We are told that Hedegaard became disillusioned with the art world (queue forming) after an early success at the John Moores. Thence, turned inwards to explore colour in ever more exacting systems. I get a sense of unease when I hear about an artist working on the theory of colour - images of bits of coloured paper pinned like lab rats to be analysed when presented with other bits of coloured paper. These are much more jolly affairs though. How can one not but nod at high key colours carefully, pedagogically arranged? There are no great dramas here and no emotional highs either. This is not in their ambition though. They are pleasant, polite visual essays in colour; colours in relation to size and shape, colours as sequence, colours as rhythm: doomed to success, to be harsh.

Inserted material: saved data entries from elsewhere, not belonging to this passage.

PR #611, opened 2023-03-01
Add set query-param command

tlmii:
This PR is based on #448 by @ygalbel but because I let that PR go so stale, it was difficult to rebase and rework it. I've included the suggestions on the PR from @atifaziz in terms of the naming and url encoding, I added another test and fixed some things that broke locally in the integration tests.

### DIFF
--- a/src/Microsoft.HttpRepl/Commands/SetQueryParamCommand.cs
+++ b/src/Microsoft.HttpRepl/Commands/SetQueryParamCommand.cs
@@ -1,0 +1,91 @@
+// Licensed to the .NET Foundation under one or more agreements.
+// The .NET Foundation licenses this file to you under the MIT license.
+// See the License.txt file in the project root for more information.
+
+using System;
+using System.Collections.Generic;
+using System.Linq;
+using System.Text;
+using System.Threading;
+using System.Threading.Tasks;
+using Microsoft.HttpRepl.Resources;
+using Microsoft.HttpRepl.Telemetry;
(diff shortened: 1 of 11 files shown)


src/Microsoft.HttpRepl/Commands/SetQueryParamCommand.cs
```diff
@@ -0,0 +1,91 @@
...
+
+        public string Name => "setQueryParam";
+        public static string Description => Strings.SetQueryParamCommand_HelpDetails;
+
+        public SetQueryParamCommand(ITelemetry telemetry)
+        {
+            _telemetry = telemetry;
+        }
+
+        public bool? CanHandle(IShellState shellState, HttpState programState, ICoreParseResult parseResult)
```
bradygaster, line 36: couldn't this just be a => ?

src/Microsoft.HttpRepl/Commands/SetQueryParamCommand.cs
```diff
@@ -0,0 +1,91 @@
...
+                helpText.AppendLine("set query-param {name} [value]");
+                helpText.AppendLine();
+                helpText.AppendLine(Strings.SetQueryParamCommand_HelpDetails);
+                return helpText.ToString();
+            }
+
+            return null;
+        }
+
+        public string GetHelpSummary(IShellState shellState, HttpState programState)
```
bradygaster, line 81: And also these two?

bradygaster (approved):

PR #614, opened 2023-04-20
add query-param and clear query-param command

bleaphar:
This pr is a rework of [611](https://github.com/dotnet/HttpRepl/pull/611) to split up the logic for adding to query-param and clearing query-param as well as messaging to alert the user if a value is not mapped to a key as add query-param now requires keys and values to be set up in pairs.


.config/dotnet-tools.json
```diff
@@ -0,0 +1,12 @@
+{
+  "version": 1,
+  "isRoot": true,
+  "tools": {
+    "microsoft.dotnet-httprepl": {
+      "version": "7.0.0",
+      "commands": [
+        "httprepl"
```
tlmii, line 8: You probably don't want this file checked in (or at least not with httprepl in it)

src/Microsoft.HttpRepl/HttpState.cs
```diff
@@ -117,7 +135,7 @@ public Uri GetEffectivePathForPrompt()
                 return null;
             }
 
-            return GetEffectivePath(BaseAddress, string.Join('/', PathSections.Reverse()), "");
+            return GetEffectivePath(BaseAddress, string.Join('/', PathSections.Reverse()), "", queryParam: null);
```
tlmii, line 138: I wonder about whether we should display the query params for the prompt or not (currently it does not). But if it is not displayed on the prompt, then you can't really see what the actual URL is that will be executed if you do a GET or POST. 

Perhaps we could defer that and have a separate PR that made it an option for whether or not to display query params.

src/Microsoft.HttpRepl/HttpState.cs
```diff
@@ -83,10 +85,15 @@ public IEnumerable<string> GetApplicableContentTypes(string method, string path)
 
         public Uri GetEffectivePath(string commandSpecifiedPath)
         {
-            return GetEffectivePath(BaseAddress, string.Join('/', PathSections.Reverse()), commandSpecifiedPath);
+            return GetEffectivePath(BaseAddress, string.Join('/', PathSections.Reverse()), commandSpecifiedPath, queryParam: null);
+        }
+
+        public Uri GetEffectivePathWithQueryParam(string commandSpecifiedPath, Dictionary<string, IEnumerable<string>> queryParam)
```
tlmii, line 91: A few things seem wrong here:

1. We have GetEffectivePathWithQueryParam that takes the queryParam parameter when the only call into it uses the query params that are stored in this object.
2. We have three public GetEffectivePath* methods, even though only one is used outside of this class (or test cases).
3. The one GetEffectivePath* method that is used outside of this class is the lengthier-named one.

So I have a suggestion. What if we instead had (psuedo-code):

```C#
private static Uri GetEffectivePath(Uri baseAddress, string pathSections, string commandSpecifiedPath, Dictionary<string, IEnumerable<string>> queryParam)
{
    // The same as the current static method
}

private Uri GetEffectivePathWithoutQueryParam(string commandSpecified)
    => GetEffectivePath(BaseAddress, string.Join('/', PathSections.Reverse()), commandSpecifiedPath, queryParam: null);

public Uri GetEffectivePath(string commandSpecified)
    => GetEffectivePath(BaseAddress, string.Join('/', PathSections.Reverse()), commandSpecifiedPath, QueryParam);
```

(private may need to be internal for tests)

And then change the current calls to GetEffectivePath and GetEffectivePathWithQueryParam to the appropriate new one to match the current behavior (or adjusted behavior per other comments).

Thoughts?

tlmii (changes requested):

src/Microsoft.HttpRepl/HttpState.cs
bleaphar: I like the thought of separating these concerns and creating an issue with it and I'll get to implementing a sort of optional echo feature.

src/Microsoft.HttpRepl/HttpState.cs
bleaphar: Sounds good to me, the latest commit addresses these changes!

tlmii (approved):

PR #626, opened 2023-11-04
Delete useless null check for CommandTestsBase

kurnakovv:
Hi! Thank you for this tool! ;)

I read code and found duplicate null check. As you can see, [this](https://github.com/dotnet/HttpRepl/blob/main/test/Microsoft.HttpRepl.Tests/Commands/CommandTestsBase.cs#L125) null check is useless, because [here](https://github.com/dotnet/HttpRepl/blob/main/test/Microsoft.HttpRepl.Tests/Commands/CommandTestsBase.cs#L121) we already check path by null

Hope my changes make your code better ;)


tlmii (approved):

tlmii:
Thanks for the PR!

I have pondered which medium best suits shape - shape as a definite delineated form - in any quasi polygonal state, and over this past year or so, have also wondered about the role of "shape/s" in a painting. Does collage or even screen printing do shape better than painting for example? (I do not mean that paintings should be "shapeless" or even not use shapes, as the edge determines the overall shape anyway. I have used masking tape, but I have this nagging feeling that in doing so, I was closing more doors than opening. It’s a feeling only, as I have no reductionist doctrines. It's just that geometries feel better realised through collage and print than through painting. I am saying this through the experiences of making all three - and exploring shape explicitly too. Furthermore, having an area marked out and then colouring it in, seems to be - ironically - akin to a sort of pre- determinism that is related to figuration. Colouring in feels the same as “designing” something. Having it all worked out before the final making bit occurs.

In conclusion; although this is a show about shape, sequence and interval, I am not convinced it is actually about colour per se - which seems a heck of a thing to say when you look at the works. It's as if the colour cancels itself out due to the overarching nature of the formats, or rather their design. These are colours, rather than colour. Colours are nice, colours are attractive and can serve an important function in design. Look at any Apple advert! In Art though they need to become colour. Hedegaard had worked originally in design and this is clear in the attack of the works, which have that design orientated singularity of intent and a feel for colour which is systematic. If designers start from a base of a pyramid and work their way to the concluding point of the apex, honing until a single certainty is arrived at; then artists start from the precariousness of the point and open out possibilities whilst maintaining an uncertain, unforeseen balancing act - it could fall down or it could stay up. This show is less pyramidal, more...rectangular.